*** Material for this exercise ***

PR #1314, opened 2024-11-06
fix: Handling datetime in client to_dict()

manasaV3:
Calling `to_dict()` method raises serialization errors for objects that have a date time object. Ex: Dataset, Tomogram,.. 

This fix serializes the date time into the iso_format string.

### DIFF
--- a/client/python/cryoet_data_portal/src/cryoet_data_portal/_gql_base.py
+++ b/client/python/cryoet_data_portal/src/cryoet_data_portal/_gql_base.py
@@ -213,19 +213,20 @@ class Model:
             value = getattr(self, k).convert(kwargs.get(strcase.to_lower_camel(k)))
             setattr(self, k, value)
 
-    def _serialize(self, value):
-        if isinstance(value, (datetime, date)):
-            return value.isoformat()
-        return value
-
     def to_dict(self) -> Dict[str, Any]:
         """Return a dictionary representation of this object's attributes"""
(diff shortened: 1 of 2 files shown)


jgadling (changes requested):
This converts datetime objects (which imnsho are correct) to strings. Why do we need to do this?

client/python/cryoet_data_portal/src/cryoet_data_portal/_gql_base.py
```diff
@@ -211,10 +211,19 @@ def __init__(self, client: Client, **kwargs):
...
+            return value.isoformat()
+        return value
+
     def to_dict(self) -> Dict[str, Any]:
         """Return a dictionary representation of this object's attributes"""
         return {k: getattr(self, k) for k in self._get_scalar_fields()}
 
+    def to_json_dict(self) -> Dict[str, Any]:
+        """Return a JSON encoder friendly representation of this object's attributes"""
+        return {key: self._serialize(val) for key, val in self.to_dict().items()}
```
jgadling: Python's `json` module already supplies a way to convert python values to json-compatible values ([docs here](https://docs.python.org/3/library/json.html#json.JSONEncoder.default) and [example implementation here](https://stackoverflow.com/a/35870294) ). Do we need to implement this functionality in our client, or can we leave it to users to work with python's standard library?

jgadling: cc @uermel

***

* [Your goal] Reproduce the records above exactly.

* [Expected answer]
PR #1314, opened 2024-11-06
fix: Handling datetime in client to_dict()

manasaV3:
Calling `to_dict()` method raises serialization errors for objects that have a date time object. Ex: Dataset, Tomogram,.. 

This fix serializes the date time into the iso_format string.

### DIFF
--- a/client/python/cryoet_data_portal/src/cryoet_data_portal/_gql_base.py
+++ b/client/python/cryoet_data_portal/src/cryoet_data_portal/_gql_base.py
@@ -213,19 +213,20 @@ class Model:
             value = getattr(self, k).convert(kwargs.get(strcase.to_lower_camel(k)))
             setattr(self, k, value)
 
-    def _serialize(self, value):
-        if isinstance(value, (datetime, date)):
-            return value.isoformat()
-        return value
-
     def to_dict(self) -> Dict[str, Any]:
         """Return a dictionary representation of this object's attributes"""
(diff shortened: 1 of 2 files shown)


jgadling (changes requested):
This converts datetime objects (which imnsho are correct) to strings. Why do we need to do this?

client/python/cryoet_data_portal/src/cryoet_data_portal/_gql_base.py
```diff
@@ -211,10 +211,19 @@ def __init__(self, client: Client, **kwargs):
...
+            return value.isoformat()
+        return value
+
     def to_dict(self) -> Dict[str, Any]:
         """Return a dictionary representation of this object's attributes"""
         return {k: getattr(self, k) for k in self._get_scalar_fields()}
 
+    def to_json_dict(self) -> Dict[str, Any]:
+        """Return a JSON encoder friendly representation of this object's attributes"""
+        return {key: self._serialize(val) for key, val in self.to_dict().items()}
```
jgadling: Python's `json` module already supplies a way to convert python values to json-compatible values ([docs here](https://docs.python.org/3/library/json.html#json.JSONEncoder.default) and [example implementation here](https://stackoverflow.com/a/35870294) ). Do we need to implement this functionality in our client, or can we leave it to users to work with python's standard library?

jgadling: cc @uermel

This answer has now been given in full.